Saturday, February 29, 2020

I Ain't One To Gossip But ...


Money can’t buy happiness, or so some folks say, but apparently it can by your daughter an NAACP Image award … if you’re Blue Ivy and your parents are famewhores Jay-Z and Beyoncé.

Yes, Blue Ivy won an award for … wait for it, it’s epic and shady and quite the joke … for Songwriting and Singing!

At last week’s 51st annual NAACP Image awards Beyoncé received a music win for “Outstanding Duo, Group or Collaboration” for the song “Brown Skin Girl”, which features vocals from Blue Ivy so she, too, won an award.

It looks like another awards show that will do anything to get Beyoncé to show up.
Lindsay Lohan is busy. I mean, she’s managing her sister’s career, she host events at nightclubs—or she’s a hostess at Applebee’s, I forget—and she’s a panelist on Masked Singer Australia, and now Lindsay has wormed her way to her best and favorite career … no, not call girl or drug mule … as an actor!

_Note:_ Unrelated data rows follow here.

PR #6337, opened 2026-02-26
nbio: fix op re-use

andzdroid:
The posix nbio implementation reuses the Operation linked list nodes, but the links are not cleared before re-use. This can cause the re-insertion to loop forever in specific cases.

### DIFF
--- a/tests/core/nbio/nbio.odin
+++ b/tests/core/nbio/nbio.odin
@@ -257,77 +257,49 @@ wake_up :: proc(t: ^testing.T) {
 	}
 }
 
+// Tests that if multiple accepts are queued, and a dial comes in which completes one of them,
+// the rest are queued again properly.
 @(test)
-reused_ops :: proc(t: ^testing.T) {
+still_pending :: proc(t: ^testing.T) {
 	if event_loop_guard(t) {
 		testing.set_fail_timeout(t, time.Minute)
 
-		@static payload := [4]byte{'P', 'I', 'N', 'G'}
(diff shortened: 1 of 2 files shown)


andzdroid:
oops, sorry about the copilot auto review

tests/core/nbio/nbio.odin
```diff
@@ -256,3 +256,78 @@ wake_up :: proc(t: ^testing.T) {
 		}
 	}
 }
+
+@(test)
+reused_ops :: proc(t: ^testing.T) {
+	if event_loop_guard(t) {
+		testing.set_fail_timeout(t, time.Minute)
+
+		@static payload := [4]byte{'P', 'I', 'N', 'G'}
```
gingerBill:
```odin
@(static, rodata) payload := [4]byte{'P', 'I', 'N', 'G'}
```

laytan:
It's a real bug but the description is kinda off.
The issue here is that the accept completes in the kqueue, then we call `handle_completed` on all the accept operations that are in the linked list for this identifier at https://github.com/odin-lang/Odin/blob/c63e3103591acde0f06e8fffc867bf4b433a45b1/core/nbio/impl_posix.odin#L339
this is where I forgot to clear the links of the node, and when an accept in this list can still not complete it add_pending's it again, where it has stale links.

I think I prefer clearing the links at that point instead, so we know why it is needed too.

The test is also doing a lot of extra things not necessary to test this case. Which I will remove.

According to the Hollywood Reporter, my BFF Lohan is in the final rounds of negotiations to star in her next big feature entitled Cursed …which is not the story of her career thus far. The film is set to star Mickey Rourke and will be a supernatural thriller directed by Steven Monroe who directed the 2010 remake of the cult horror classic and twelve-time Oscar winning film … I kid … I Spit on Your Grave. 

Starring Lohan, it might be retitled I Spit on Your Career.

Mickey will play a famous psychiatrist who has to team up with Lindsay’s character … a police detective … wait, is it a comedy? … to try and stop crazed psychiatric patient … a role written for Lindsey though she passed on it … from killing five people held hostage in a remote house.

Sounds horrifying.

You know, cuz it may star Lohan and Rourke.
You know a show about wannabees trying to become famous singers has jumped the shark when they stage an emergency and hire quite possibly the most horrible actress—only her singing is worse—to act the part of victim.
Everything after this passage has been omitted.